→ DIRECTIONS
Will you quote precisely the lines that run from the top of the material below to the line containing "the current team.", both ends included?

• • •

PR #461, opened 2026-06-24
[codex] Allow public templates in dashboard terminal

matthewlouisbrockman:
## What changed

- Allows `owner/template` references through the dashboard terminal template preflight.
- Keeps local/default template availability checks for bare template names.
- Adds unit coverage for public template reference detection.

## Why

`/sbx/new?template=owner/template` worked because it calls `Sandbox.create(template)` directly. The dashboard terminal page rejected the same public template reference before launch because it only checked default templates and templates owned by the current team.

This made public workshop links like `aiengineer-d56d/aiengineer-guide` show as unavailable in the terminal UI even though the SDK could create them.

## Validation

- `bunx vitest run tests/unit/dashboard-terminal.test.ts`
- `bunx biome check 'src/app/dashboard/[teamSlug]/terminal/page.tsx' src/features/dashboard/terminal/template.ts tests/unit/dashboard-terminal.test.ts`


matthewlouisbrockman:
Closing and replacing this with the correctly named Linear-task branch: overly-restrictive-template-checks-on-dashboardtabterminal-eng-4352.

PR #464, opened 2026-06-25
fix: improve sidebar hover line and add tooltip

drankou:
Improves the sidebar collapse affordance. The edge rail now shows a "Toggle Sidebar" tooltip with the keyboard shortcut. Consolidates the toggle shortcut on Cmd/Ctrl+B and keeps Ctrl+S binding for users with muscle memory.

| Before | After |
| ------- | ------- |
| CleanShot 2026-06-25 at 16 10 59@2x | CleanShot 2026-06-25 at 16 10 44@2x |

🤖 Generated with [Claude Code](https://claude.com/claude-code)

### DIFF
--- a/src/features/dashboard/sidebar/toggle.tsx
+++ b/src/features/dashboard/sidebar/toggle.tsx
@@ -15,6 +15,7 @@ export default function DashboardSidebarToggle() {
 
   const isOpen = open || openMobile
 
+  // Undocumented fallback so users used to the old Ctrl+S shortcut aren't confused.
   useKeydown((event) => {
     if (event.key === 's' && event.ctrlKey) {
       event.preventDefault()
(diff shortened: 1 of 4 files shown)


src/features/dashboard/sidebar/toggle.tsx
```diff
@@ -47,7 +39,7 @@ export default function DashboardSidebarToggle() {
           </motion.span>
         )}
       </AnimatePresence>
-      <ShortcutTooltip keys={['ctrl', 's']}>
+      <ShortcutTooltip keys={['cmd', 'b']}>
```
Kraci, line 51: Shouldn't we keep ctrl-s so we won't break the old shortcut? And show the new one in tooltip

Kraci (approved):

src/features/dashboard/sidebar/toggle.tsx
drankou: yes, addressed

PR #487, opened 2026-07-01
fix(posthog): identify users before first pageview via init bootstrap

huv1k:
## Problem

Investigation against PostHog project **E2B (33931)** showed ~17% of `/usage` visitors were recorded as anonymous (device-UUID `distinct_id`s, no email), because posthog-js autocaptures the first `$pageview` at `init()` before the deferred `posthog.identify()` runs — and person-on-events mode freezes those anonymous properties permanently. Separately, some identified persons had `email = null` written to their profile.

## Fix

`posthog.init()` now receives a `bootstrap` identity (the server-known user id via a new `PostHogBootstrap` component rendered in the dashboard layout), so the first captured pageview is already attributed to the real user instead of an anonymous device id; init is gated on that identity so it still never fires on marketing/auth routes. Since `bootstrap` only consumes identity/flag fields (not `$set` person properties), the email is set via `posthog.setPersonProperties()` inside the `loaded` callback — which posthog-js runs before it auto-captures the first `$pageview`, so that pageview is ingested with the email already on the person. The identity bridge also now sets the `email` property only when non-null.

Both fixes are forward-only — already-ingested anonymous events cannot be re-stamped via the SDK.

### DIFF
--- a/src/features/posthog-bootstrap.tsx
+++ b/src/features/posthog-bootstrap.tsx
@@ -1,0 +1,22 @@
+'use client'
+
+import { useEffect } from 'react'
+import { useAppPostHogProvider } from '@/features/posthog-provider'
+
+// Feeds the server-known identity into PostHog before init, so the first
+// captured pageview is already identified instead of anonymous.
+export function PostHogBootstrap({
+  distinctId,
+  email,
+}: {
+  distinctId: string
+  email?: string
+}) {
+  const { setBootstrap } = useAppPostHogProvider()
+
+  useEffect(() => {
+    setBootstrap({ distinctID: distinctId, email })
+  }, [distinctId, email, setBootstrap])
+
+  return null
+}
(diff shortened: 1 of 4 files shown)


src/features/posthog-bootstrap.tsx
```diff
@@ -0,0 +1,22 @@
+'use client'
+
+import { useEffect } from 'react'
+import { useAppPostHogProvider } from '@/features/posthog-provider'
+
+// Feeds the server-known identity into PostHog before init, so the first
+// captured pageview is already identified instead of anonymous.
+export function PostHogBootstrap({
```
drankou, line 8: do we need to have `OryPostHogIdentityBridge` as well?

huv1k: Yeah, we still need it — the two cover different things:

- **`PostHogBootstrap`** runs once at `init` from the *server* identity (`authContext.user`). It only fixes the initial `distinct_id`/`isIdentifiedID` + sets `email` before the first autocaptured `$pageview`. It does **not** do the `team` group.
- **`OryPostHogIdentityBridge`** is the only place that calls `posthog.group('team', …)` (grep-confirmed), and it re-identifies from the *client-refetched* user/team (`resolvedUser`/`initialTeam`), which can differ from the server snapshot — e.g. an email that was null at bootstrap but resolves later, or a team switch. On the happy path its `identify` is a no-op (same id + `setPersonProperties` dedupes), so the overlap is harmless.

So the bridge stays for the team group + keeping identity fresh on the client. I could fold the `group` call into a single component if you'd prefer fewer moving parts, but they have genuinely different lifecycles (init-time server data vs. reactive client data). Happy to consolidate if you want.

drankou: but `OryPostHogIdentityBridge` has .identify() call, so we can then unify into one solution? either existing bridge or the new Bootstrap?

PR #498, opened 2026-07-07
feat: split e2b_session cookie if too large

drankou:
The `e2b_session_` cookie carries the JWE-sealed OIDC tokens (accessToken + refreshToken + idToken). At ~3.7 KB it sits right under the browser's ~4096-byte per-cookie limit — which includes the name and all attributes. If a token grows (extra scopes/claims, longer refresh token), the cookie silently exceeds 4 KB and the browser drops it entirely → user appears logged out / access token vanishes mid-session.

## Solution
Split the sealed value across e2b_session.0, e2b_session.1, … past a safe threshold and reassemble on read — the same scheme authjs uses for authjs.session-token.

**Backward compatible**: small values stay on the bare e2b_session name; existing cookies keep working and re-chunk transparently on the next refresh.

* Small value → bare `e2b_session`. Large value → `e2b_session.0/.1/`….
* Every write reconciles the jar: writes the new chunks and expires stale ones (grow bare→chunked, shrink chunked→bare, or N→fewer chunks) so no orphan cookies linger.
* Read prefers numbered chunks (sorted numerically), falls back to the bare cookie, never mixes the two shapes.

fixes EN-1591

### DIFF
--- a/src/app/api/auth/oauth/callback/ory/route.ts
+++ b/src/app/api/auth/oauth/callback/ory/route.ts
@@ -12,9 +12,10 @@ import {
 import { resolveOryRedirectUri } from '@/core/server/auth/ory/oauth-relay'
 import { readKratosExternalId } from '@/core/server/auth/ory/session'
 import {
-  E2B_SESSION_COOKIE,
   ORY_SIGNUP_METADATA_COOKIE,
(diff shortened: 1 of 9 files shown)


Kraci (approved):
lgtm!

• • •

→ ANSWER TO THIS TASK
PR #461, opened 2026-06-24
[codex] Allow public templates in dashboard terminal

matthewlouisbrockman:
## What changed

- Allows `owner/template` references through the dashboard terminal template preflight.
- Keeps local/default template availability checks for bare template names.
- Adds unit coverage for public template reference detection.

## Why

`/sbx/new?template=owner/template` worked because it calls `Sandbox.create(template)` directly. The dashboard terminal page rejected the same public template reference before launch because it only checked default templates and templates owned by the current team.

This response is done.